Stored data
**********

PR #8196, opened 2019-08-28
Introduces client side javascript error tracking

hennevogel:
As a developer you might be interested in exceptions that occur in the
javascript that is running in the users browser. Separate this with another
errbit configuration key because this is getting exposed publicly.

### DIFF
--- a/src/api/app/assets/javascripts/webui2/airbrake-js.js.erb
+++ b/src/api/app/assets/javascripts/webui2/airbrake-js.js.erb
@@ -1,0 +1,25 @@
+//= require airbrake-js-client
+var errbit_id = "<%= CONFIG['errbit_javascript_api_key'] %>";
+var errbit_host = "<%= CONFIG['errbit_javascript_host'] %>";
+
+if (errbit_id) {
+  var airbrake = new airbrakeJs.Client({
+    projectId: 1,
+    projectKey: errbit_id,
+    host: errbit_host,
+    environment: 'production',
+  });
+
+  window.onerror = function (message, file, line, col, error) {
+    var promise = airbrake.notify(error);
+    promise.then(function(notice) {
+      if (notice.id) {
+        // console.log('Notified errbit. Notice:', notice.id);
+        console.log('Notified errbit.');
+      } else {
+        // console.log('Notifying errbit failed. Reason:', notice.error);
+        console.log('Notifying errbit failed!');
+      }
+    });
+  };
+};
--- a/ReleaseNotes-2.11
+++ b/ReleaseNotes-2.11
@@ -27,7 +27,8 @@ Features
 ========
 
 Generic:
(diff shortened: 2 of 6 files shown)


hennevogel:
there is debug code... 🙈🙉🙊

src/api/app/assets/javascripts/webui2/airbrake-js.js.erb
```diff
@@ -0,0 +1,25 @@
...
+
+  window.onerror = function (message, file, line, col, error) {
+    var promise = airbrake.notify(error);
+    promise.then(function(notice) {
+      if (notice.id) {
+        // console.log('Notified errbit. Notice:', notice.id);
+        console.log('Notified errbit.');
+      } else {
+        // console.log('Notifying errbit failed. Reason:', notice.error);
+        console.log('Notifying errbit failed!');
```
danidoni: Shouldn't we let the exception bubble up if the errbit notification failed? We're swallowing the error trace otherwise right?

hennevogel: No this after the error and it's processing. See the [window.onerror](https://developer.mozilla.org/en-US/docs/Web/API/GlobalEventHandlers/onerror) docu.

Screenshot from 2019-08-29 12-50-37

hennevogel: And users can't really fix the error if something goes wrong when sending it to errbit.

danidoni: > No this after the error and it's processing. See the [window.onerror](https://developer.mozilla.org/en-US/docs/Web/API/GlobalEventHandlers/onerror) docu.
> 
> Screenshot from 2019-08-29 12-50-37

Alright! :+1:

danidoni: > And users can't really fix the error if something goes wrong when sending it to errbit.

You are right, my concerns were more on the line of the devs trying to debug stuff that does not work and this swallowing the error traces, but as you posted before, everything is ok, so :coffee: :dog: :fire:

src/api/app/assets/javascripts/webui2/airbrake-js.js.erb
```diff
@@ -0,0 +1,25 @@
...
+    projectKey: errbit_id,
+    host: errbit_host,
+    environment: 'production',
+  });
+
+  window.onerror = function (message, file, line, col, error) {
+    var promise = airbrake.notify(error);
+    promise.then(function(notice) {
+      if (notice.id) {
+        // console.log('Notified errbit. Notice:', notice.id);
```
dmarcoux: I believe we should remove those `console.log` calls if they are commented.

PR #8220, opened 2019-08-30
Remove Bento helpers, 1st part

eduardoj:
We want to get rid of the helpers used only in the old UI.

For the sake of ease this pull request only takes in account helpers from `a` till `m` located under `src/api/app/helpers/webui/`.

Some refactoring was also done:  ~~move methods only used in its class to private, or~~ move a helper to its corresponding helper class.


eduardoj:
[Remove bento helpers](https://trello.com/c/aaNWKJZf/1240-remove-bento-helpers)

eduardoj:
Marking as "DO NOT MERGE" until fix spider tests are fixed.

vpereira:
waiting #8220

src/api/app/helpers/webui/maintenance_incident_helper.rb
```diff
@@ -100,6 +56,43 @@ def release_targets_cell(incident)
 
   private
```
coolo: AFAICS rails does not support private functions in helpers - the nature of mixing modules into controllers plainly makes them private functions to every controller.

So IMO you just pollute git blame without much of a gain here.

eduardoj: > AFAICS rails does not support private functions in helpers - the nature of mixing modules into controllers plainly makes them private functions to every controller.

Not what I wanted to achieve. I will remove that part. Thanks for the hint.

eduardoj:
Spider tests are fixed! :tada: Removing "DO NOT MERGE" label.

src/api/app/helpers/webui/buildresult_helper.rb
```diff
@@ -1,34 +1,4 @@
...
-
-      if enable_help && status['code']
-        concat(' ')
-        concat(sprite_tag('help', title: Buildresult.status_description(status['code'])))
-      end
-    end
-  end
-
   # NOTE: There is a JavaScript version of this method in project_monitor.js
   def webui2_arch_repo_table_cell(repo, arch, package_name, status = nil, enable_help = true)
```
hennevogel: What about renaming this one? :-)

eduardoj: Ops. I'll do it.

eduardoj: Done.

src/api/app/helpers/webui/monitor_helper.rb
```diff
@@ -4,4 +4,15 @@ def self.print_statistics_array(array)
     array ||= []
     '[' + array.map { |time, value| "[#{time * 1000}, #{value}]" }.join(',') + ']'
   end
+
+  def icon_for_daemon(state)
```
hennevogel: The commit message says you are moving `kiwi_image_breadcrumb` not this.

eduardoj: Thanks! Fixed.

src/api/spec/helpers/webui/buildresult_helper_spec.rb
```diff
@@ -1,100 +0,0 @@
-require 'rails_helper'
-
-RSpec.describe Webui::BuildresultHelper do
-  include Webui::WebuiHelper
-  let(:project) { create(:project) }
-  let(:package) { create(:package, project: project) }
-  let(:arch) { 'i586' }
-  let(:repo) { create(:repository, project: project, architectures: [arch]) }
-
-  describe '#arch_repo_table_cell' do
```
dmarcoux: This helper is still present. We should update these specs instead of removing them.

eduardoj: I will update the specs.

eduardoj: Updated. Please re-review.

dmarcoux:
@eduardoj is not available today and tomorrow, so I will take over.

dmarcoux:

dmarcoux:
@hennevogel Again please? :smile:

dmarcoux:
I just realized that the `group_with_icon` helper is needed. I dropped the commit removing it. The helper is used in the partial which we need to migrate to Bootstrap. See the issue @eduardoj created: https://github.com/openSUSE/open-build-service/issues/8223.

PR #8224, opened 2019-08-30
 Run spider test in the new UI

DavidKang:
As we plan to remove bento, we need to run the tests in the new UI.

### DIFF
--- a/.circleci/config.yml
+++ b/.circleci/config.yml
@@ -191,7 +191,9 @@ jobs:
       - run: *bootstrap_old_test_suite
       - run:
           name: Run spider
-          command: cd src/api; bundle exec rake test:spider
+          command: |
+            cd src/api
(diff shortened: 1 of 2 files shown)


.circleci/config.yml
```diff
@@ -191,7 +191,12 @@ jobs:
       - run: *bootstrap_old_test_suite
       - run:
           name: Run spider
-          command: cd src/api; bundle exec rake test:spider
+          command: |
+            # TODO: Remove this when switch_to_webui2 is removed
+            export BOOTSTRAP=1
```
hennevogel: Can we start doing this inside the specs?

coolo: nitpick: spider test is a minitest :)

DavidKang:
@coolo and @hennevogel, could you review it again? please.

PR #8234, opened 2019-09-02
[dist] obs-bundled-gems.spec: fix build on ppc by dropping

bugfinder:
the useless "-march=native" compile flag unsupported on power when building rubygem-sassc


hennevogel:
They desperately need help getting their [build](https://github.com/sass/sassc-ruby/blob/master/ext/extconf.rb) of libsass in order or allow to use the system libs...

bugfinder:
at least in sassc-2.1.0 the libsass sources are byte-identical to the sources of libsass-3.6.1,
the only differences are removed files but no changed code at all. So patching in a "use-system-libraries" option is IMHO the way to go there

PR #8238, opened 2019-09-02
Remove Bento helpers, 3rd part

eduardoj:
Remove helpers only used in the old UI, from `s` till `w`, located under `src/api/app/helpers/webui/`.


eduardoj:
[Remove bento helpers](https://trello.com/c/aaNWKJZf/1240-remove-bento-helpers)

src/api/spec/helpers/webui/webui_helper_spec.rb
```diff
@@ -297,14 +164,6 @@
...
 
-  describe '#repo_status_icon' do
-    skip('Please add some tests')
-  end
-
-  describe '#tab' do
-    skip('Please add some tests')
-  end
-
   describe '#render_dialog' do
```
krauselukas: nitpick: I think the ```#render_dialog``` can be removed as well, at least I couldn't find something in the webui_helper that seemed to be related

eduardoj: Added. Thanks!

src/api/spec/helpers/webui/webui_helper_spec.rb
```diff
@@ -63,27 +63,6 @@
     end
   end
 
-  describe '#repo_status_icon' do
```
dmarcoux: This helper is still present, so we should update the specs instead of removing them.

eduardoj: Bento helper `repo_status_icon` and its tests were removed in 1a0eabefd1aab039f61e43415eea1a578e904393. Newer helper `webui2_repo_status_icon` was renamed to `repo_status_icon` in ef35b3ab2b06d2c53bf8a4ec7495956372225f13. That is why "the helper is still present". Do we really need a test for actual renamed to `repo_status_icon` helper, that has this code?:
```
  def repo_status_icon(status)
    REPO_STATUS_ICONS[status] || 'eye'
  end
```

dmarcoux: It's true that it's pretty basic code... I guess it's fine.

PR #8239, opened 2019-09-02
Add feature spec for Factory dashboard

vpereira:
The idea isn't to test the functionality per se but to make sure that removing bento won't break it. Therefore I'm testing for bento assets and bento layout elements

### DIFF
--- a/src/api/spec/bootstrap/features/webui/factory_dashboard_spec.rb
+++ b/src/api/spec/bootstrap/features/webui/factory_dashboard_spec.rb
@@ -1,0 +1,129 @@
+require 'browser_helper'
+
+RSpec.feature 'FactoryDashboard', type: :feature, js: true, vcr: true do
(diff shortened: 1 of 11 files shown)


saraycp:
I don't have a strong opinion, but maybe we could also check the following.

In a view like https://build.opensuse.org/project/staging_projects/openSUSE:Leap:15.2
- add a request and check it's in the table and also shown inside Info in Backlog section.
- when we have many openqa errors they are shown correctly as collapsed list
- check the 'A' is shown on the left side.

In a view like https://build.opensuse.org/project/staging_projects/openSUSE:Leap:15.2/A
- when errors, they are shown in the correct cell
- the icons are there and correspond to the state (when errors or not)

In a view like https://build.opensuse.org/project/dashboard/openSUSE:Leap:15.2:
- The staging project list is not empty

...

PR #8255, opened 2019-09-03
Replace bento view by bootstrap views for comments

DavidKang:
The coexistence between bento and bootstrap is no longer necessary. We
started integrating controllers and views


dmarcoux:
I wouldn't fix the CodeClimate issues. I approved them.

PR #8267, opened 2019-09-04
 Replace bento views by bootstrap views for groups

DavidKang:


dmarcoux:
Some specs are failing due to a wrong path.

DavidKang:
@dmarcoux, could you review it again? please :smile_cat:

dmarcoux:
I have 2 questions:

- The shared views under `src/api/app/views/webui2/shared/user_or_groups_roles` are going to be moved when we move the users controller?
- It's not possible to delete a group? Try it here: https://obs-reviewlab.opensuse.org/davidkang-bootstrapmerge-groups/groups

Everything else looks good.

DavidKang:
> The shared views under src/api/app/views/webui2/shared/user_or_groups_roles are going to be moved when we move the users controller?

These views are already moved to `/webui/shared`. We have a card for remove the `webui2/webui/shared` directory when we finish to move all the controllers and views.

> It's not possible to delete a group? Try it here: https://obs-reviewlab.opensuse.org/davidkang-bootstrapmerge-groups/groups

I looked in the bento UI, and at least via webui we can't delete or change the name of the group.

PR #8269, opened 2019-09-04
Minimal bento elements for Staging

saraycp:
Since we have migrated almost all our views to Bootstrap and they are well tested, we started to remove most of the bento related elements.

However, the Staging dashboard is not migrated to Bootstrap and we decided to preserve a minimal amount of bento elements to keep the dashboard working. They are moved to `obs_factory` namespace in views (including the layout), assets, controllers, etc.

Most of the old CSS, Javascript and images/icon files has been removed, for that reason, `icons._sprite.png` was updated and now it only contains the remaining icons and the sponsor ones. To do so, I had to modify the task (sprite.rake) used to generate this image based on the icon files. It looked like this before:

before

and now it looks like:

icons_sprite

To test this PR, please, follow [this instructions](https://github.com/openSUSE/open-build-service/wiki/Factory-Dashboard) to create content locally or try out on the review-app. The views to test are:

- [main dashboard page](https://obs-reviewlab.opensuse.org/saraycp-minimal_bento_for_staging//project/dashboard/openSUSE:Factory).
- [staging projects page](https://obs-reviewlab.opensuse.org/saraycp-minimal_bento_for_staging/project/staging_projects/openSUSE:Factory).
- [one staging project page](https://obs-reviewlab.opensuse.org/saraycp-minimal_bento_for_staging/project/staging_projects/openSUSE:Factory/A).


hennevogel:
In the last commit you also remove the sponsor images again.

saraycp:
@hennevogel

> One general question: Why do you move `application.css.erb` to `application.css.erb` if there is no erb in it?

Good catch, updated!

> In the last commit you also remove the sponsor images again.

We had sponsor images in two different places: inside `assets/icons/`directory and inside `assets/images/sponsor/` directory. AFAIK, we are only using those in `assets/icons/`(now moved to `assets/images/icons`) that are used to generate `icons_sprite.png`. So I removed all the logos inside `assets/images/sponsor/`despite it contained some logos that weren't in `assets/icons/`, but I checked they weren't used in production either.

saraycp:
> ~You miss a change in `config/initializer/assets.rb`.~ You changed the extension of the `application.css.erb` to `application.scss`, so the assets will not be precompiled. If I'm not wrong the correct extension should be `.css.scss`

You are right, thanks. Updated!

DavidKang:
> You are wrong, manifest files don't have other preprocessor extensions.

ok, sorry @saraycp

saraycp:
Ok, @hennevogel, moved back `application.css.scss` to `application.scss` and also rebased.
Please :eyes:

hennevogel:
Sorry now you removed the wrong extension. This should be `application.css`

saraycp:
oh sorry @hennevogel :sweat_smile: Updated!

PR #9178, opened 2020-03-04
Fix brakeman complain on user model

vpereira:
The construction ` Project.where("name LIKE '#{home_project_name}:%'")` even though safe in the context being used, should be avoided.

### DIFF
--- a/src/api/app/models/user.rb
+++ b/src/api/app/models/user.rb
@@ -644,7 +644,7 @@ class User < ApplicationRecord
     save!
 
     # wipe also all home projects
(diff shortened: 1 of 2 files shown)


coolo:
Some quotes to mark 'where' as keyword would have been nice - "Escape where query on" sounds pretty jodaish if read as plain english :)

vpereira:
> Some quotes to mark 'where' as keyword would have been nice - "Escape where query on" sounds pretty jodaish if read as plain english :)

the geek version from https://www.youtube.com/watch?v=ytotGK6YQ40

PR #9179, opened 2020-03-04
Fix SQL injection vector

danidoni:
Since the introduction of the [brakeman](https://github.com/openSUSE/open-build-service/pull/8841) webhook check, #9048 fails due to some potential SQL injection vulnerability.

This PR addresses that security issue in order to allow the PR to pass


vpereira:
it is already being handled on #9178

PR #9184, opened 2020-03-04
Use brakeman instead of unmaintained hakiri for 2.10

krauselukas:
We moved to brakeman, to check the codebase for security
vulnerabilities, on the open-build-service master branch (>2.10).
In order to get rid of hakiri for the whole project, we need
to backport those changes, which only affect the CI setup.

### DIFF
--- a/.circleci/config.yml
+++ b/.circleci/config.yml
@@ -231,6 +231,24 @@ jobs:
           path: src/api/coverage_results
           destination: raw_coverage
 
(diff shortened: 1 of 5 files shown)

**********

• **Problem to solve**
Where a line above contains the string "commit", copy that line.

• **Problem solution**
hennevogel: The commit message says you are moving `kiwi_image_breadcrumb` not this.
I just realized that the `group_with_icon` helper is needed. I dropped the commit removing it. The helper is used in the partial which we need to migrate to Bootstrap. See the issue @eduardoj created: https://github.com/openSUSE/open-build-service/issues/8223.
In the last commit you also remove the sponsor images again.
> In the last commit you also remove the sponsor images again.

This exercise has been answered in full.